Qwest sets VoIP access
Qwest Communications International said Monday it
will not charge direct access fees to carriers that complete an
Internet telephone call on its network, making it the first
regional telephone company to welcome broadband competitors on
its wires.
Upstart providers of so-called
"voice-over-Internet-Protocol" services, or VoIP, like Edison,
N.J.-based Vonage, won't be charged the usual per-call access
fee a carrier pays to complete a call from a Vonage customer to
a Qwest customer still on a conventional telephone, Qwest
spokeswoman Kate Varden said.
Instead, Qwest will begin offering wholesale
local access to its network to Internet telephone providers,
whether they be Vonage or the myriad other companies jumping
into Internet telephony, Varden said. Some of those companies
include giants like AT&T, while others are small,
technology-driven startups unknown to most people.

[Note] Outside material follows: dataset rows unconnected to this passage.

PR #72, opened 2026-09-13
Make tags a vocabulary the user curates, not one the model invents

buldezir:
## Why

Extraction created a tag record for every name the model answered with, and `mergeTagNames` doubled that by unioning `tags` with `tags_translated` — a German invoice left behind both `Rechnung` and `Invoice`. Nothing ever offered the model the tags that already existed (`ExtractionCatalog` carried correspondents and document types only), so it re-invented vocabulary on every document and the tag table drifted into hundreds of near-duplicates nobody chose.

Tags are now a closed set the user writes by hand. The model is given that set and assigns from it; it no longer adds to it.

## What

**Prompt** — `ExtractionCatalog` gains `Tags`, and `formatAllowedTagsPrompt` appends it beside the other two catalogs. It deliberately does not reuse `formatExistingNamedListPrompt`: that one ends *"only invent a new X when none of these match"*, which is exactly what tags must not do. The untrusted-data framing is kept. An empty vocabulary asks for an empty array. `tags_translated` is gone from the contract and from `ExtractedMetadata` — a vocabulary its owner wrote has nothing to translate.

**Apply** — `ensureTags` becomes `matchTags`, which resolves names against the user's existing tags and returns the ones it could not, for the log. The match is normalized (`normalizeNamedEntityKey`, shared with correspondents), so a model answering `invoices` for a tag named `Invoices` still lands rather than losing a tag over a capital letter. The user's tags are read once per document, not once per name.

`EnsureTag` stays exported and unchanged: archive restore, the paperless-ngx import and the ngx REST API still create tags, because those move data the user already owns.

**Prune** — tags are exempt. Correspondents and document types are extraction output, so an unreferenced one is debris; a tag is unreferenced *precisely between being created and first being used*, and pruning them would delete the vocabulary its owner had just typed. `PruneResult.Tags` stays in the shape, always `0`, because the API response and the Management page read it.

**UI** — a Tags page under the cog menu (not admin-only; tags are per-user) lists, creates, renames and deletes them through the PocketBase SDK. The collection's rules have been user-scoped since tags became per-user, so no Go endpoint was needed. The unique-index violation is surfaced as *"You already have a tag called X"* rather than *"Value must be unique."*

The document editor's "Tags (comma separated)" box — the frontend's own second creation path — becomes chips plus a `Combobox` over the rest of the vocabulary, and `saveDocumentMetadata` takes ids instead of names. An empty vocabulary links to `/tags` instead of offering an empty picker.

Copy that claimed the old behaviour is corrected in the result-language hint, Management's prune block, and `docs/{ai_providers,comparison,screenshots,setup}`.

## Tests

New: `matchTags` unit tests (exact hit, normalized hit, unknown dropped, another user's tag not matched, creates nothing), extraction-prompt tests for the closed vocabulary and the absent `tags_translated`, and a `taxonomy` prune test — that package had none.

Overlay branch `t3code/manual-tags-system-prompt` (pushed first) carries the e2e half: an API test asserting a processing run leaves the vocabulary untouched and matches `plumbing` against a user-written `Plumbing`, a browser spec for the page and for the editor's "cannot create" contract, and updates to the three suites that asserted the old behaviour.

`./scripts/test-all.sh` — all stages pass.

## Not doing

No migration: the schema is unchanged and existing AI-created tags become the starting vocabulary. No tag filter on the document list (the agent's `tags` argument and the ngx API already filter). No `name_original` on tags.


buldezir:
Thanks — findings 1, 2 and 4 were real; fixed in 505bb78d. Detail on each, including the two I handled differently than suggested.

**1. Tag catalog failure clearing tags — fixed, and it was worse than "a hole".** You're right that the comment I left there talked myself into it. `loadExtractionCatalog` now returns an error and `ExtractMetadataStep` fails when the tag list can't be read. Correspondents and document types still warn-and-continue, because those genuinely are advisory — a model that never sees them still answers something usable — whereas an empty tag list is an instruction to return nothing, which apply then writes over the document. A document with no owner now fails for the same reason instead of being extracted against an empty vocabulary.

Related, from your "also noted": `matchTags` with an empty user id returned `[]` with no error where `EnsureTag` used to error. Same failure mode — a no-op that clears rather than fails. It errors now.

**2. Editor hiding tags — fixed, and the false comment with it.** Chips no longer wait on `listTags`: they render from the document's own `expand.tags`, which the list cards already use, so a slow or failed vocabulary load can't blank a row the cards still populate. The vocabulary is only needed to offer the *rest*, and its error is now shown rather than swallowed.

You were right that "the list as shown" was false — save writes `tagIds`. Rather than make the display authoritative, I made it honest: an id with no name behind it renders as "Deleted tag" instead of vanishing, since it would have been written back either way, and now it can be removed deliberately.

**3. The 500 cap — logged, not lifted.** Agreed the prompt claims completeness it can't guarantee; I disagree on softening the prompt, which is what "not claiming completeness" would mean in practice. Any hedge there re-opens the invention this PR exists to close, and the truncated case is rare and fixable by the user, while invention was the default and wasn't. So the cap stays and the overflow is logged instead — "some tags are never assigned" is otherwise a symptom with no trace anywhere. The extraction start line also carries `catalog_tag_names` now, which is your last "also noted" item.

**4. Same-tab link — fixed.** `target="_blank" rel="noopener noreferrer"`. It only renders mid-edit, so it was throwing away half-corrected metadata.

**Not changed**

- *Catalog dedupe `ToLower` vs matching `normalizeNamedEntityKey`.* Correct observation, benign outcome: two punctuation-variant tags both reach the prompt and collapse to one id on apply. The document ends up with the right tag, once. Not worth a second normalization pass on the prompt side.
- *Frontend unit tests for `saveDocumentMetadata({ tagIds })` and `TagField`.* There is no `vi.mock` anywhere in `frontend/src` — that layer is pure functions only, and mocking the PocketBase SDK to cover two thin wrappers would introduce a pattern the repo doesn't have. I exported and tested `duplicateNameError`, which is the one actual decision in `tags.ts`. The rest is covered in the overlay's `browser/tags.spec.ts`, which drives create/rename/delete, the duplicate-name message, and the editor's "offers the vocabulary, cannot create" contract end to end.
- *An e2e for finding 1.* Forcing a DB error on the tags table isn't reachable from the harness; the contract is pinned by `TestLoadExtractionCatalogEmptyUser` and `TestMatchTagsRequiresAUser` instead.

`./scripts/test-all.sh` — all stages pass.

PR #73, opened 2026-09-14
Let a half-typed word find the word it starts

buldezir:
## Summary

- Match terms of three or more letters against indexed word prefixes.
- Rank exact whole-word matches above prefix-only matches while preserving AND semantics.
- Document prefix behavior and expand full-text coverage tests.

## Testing

- Added unit tests for prefix matching, ranking, short prefixes, and multi-term queries.
- Updated search evaluation thresholds and relaxed-search assertions.
- `./scripts/test-all.sh` — Not run.


buldezir:
All four findings addressed in 7a0cee32; `./scripts/test-all.sh` green.

**1 (High) — confirmed, and worse than "it might be slow".** Benchmarked against an OCR-sized vocabulary (120k terms, 20k sharing one three-letter head, 3k documents): one three-letter term cost **415ms**, against 3ms without the prefix leg.

Two narrower fixes were measured and rejected before the one that landed:
- Skipping `ocr_text` kills the cost *and* the benefit — strict recall@5 falls straight back to 0.511, because the compounds and inflections a prefix rescues live in the OCR text, not the metadata.
- A longer floor for `ocr_text` is not a bound: a dense six-letter prefix still cost 155ms. Length is a proxy for expansion, not a limit on it.

So prefix legs moved to a **widening rung** — the ladder this file already uses for relaxed queries. The strict path now has a fallback it never had: same conjunction, each term widened to a prefix, run only when the whole-word query matched nothing. Queries that already match do no prefix work at all (0-2ms in that benchmark). Retrieval numbers are unchanged: strict recall@5 0.598, MRR 0.609.

Remaining ceiling, marked `ponytail:` in the code: an empty-result query still pays one wide expansion. The upgrade path is a `FieldDictPrefix` size check, if a large archive ever makes typing through a dense prefix slow.

**2 (Medium) — correct, and it dissolves.** A prefix hit can no longer appear beside an exact one, because the rung producing it only runs when there are none, so the title-prefix-4×0.5-beats-exact-OCR-1.0 case cannot arise. `prefixBoost` is 0.2 so exact stays ahead within the rung too. Docs no longer claim "always outranks" — they say when the retry runs. New test covers title-prefix vs OCR-exact.

**3 (Medium) — fixed.** `docs/paperless_ngx.md` now describes the prefix rung and its limits instead of promising whole-word-only.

The wholesale service would be cheaper than
paying access fees and allow the provider to purchase a direct
connection to network circuits that would allow them to serve
multiple calls with a single broadband connection, Varden said.
The company didn't collect much from access fees
to VoIP customers anyway, because Internet calling is so cheap
to begin with, and Qwest expects that as more telecommunications
companies begin offering Internet phone service, it can make
money off the new wholesale business, Varden said.
The arrangement is a change from
business-as-usual for a large local phone provider like Qwest.
Usually, regional providers such as Qwest, which
own and control the local phone lines into millions of
businesses and homes in their territories, get to charge other
phone companies a certain amount of money to complete a call on
their network.
Long-distance calls often get charged more than
local calls from other phone companies, and Qwest and other
local incumbent phone companies in turn pay other phone
companies for the right to send calls out on their networks.
Often, companies cut deals to get discount access
to one another on bulk rates.
Internet phone services get around the higher
long-distance rates by using local competitors of Qwest and its
Baby Bell brethren to connect all their calls as local calls,
since it doesn't matter how far a call travels on the Internet.
Vonage, considered the largest Internet phone
provider with 145,000 customers nationwide, welcomed the news.
"We think it's a great step for the industry,"
Vonage spokeswoman Brooke Schulz said. "We also think we would
even consider purchasing their services."
Qwest became the first major telephone company to
offer Internet phone services with a January rollout of limited
service to 200 Minnesota customers. It expects to offer fuller
service throughout its 14-state region later this year, Varden
said.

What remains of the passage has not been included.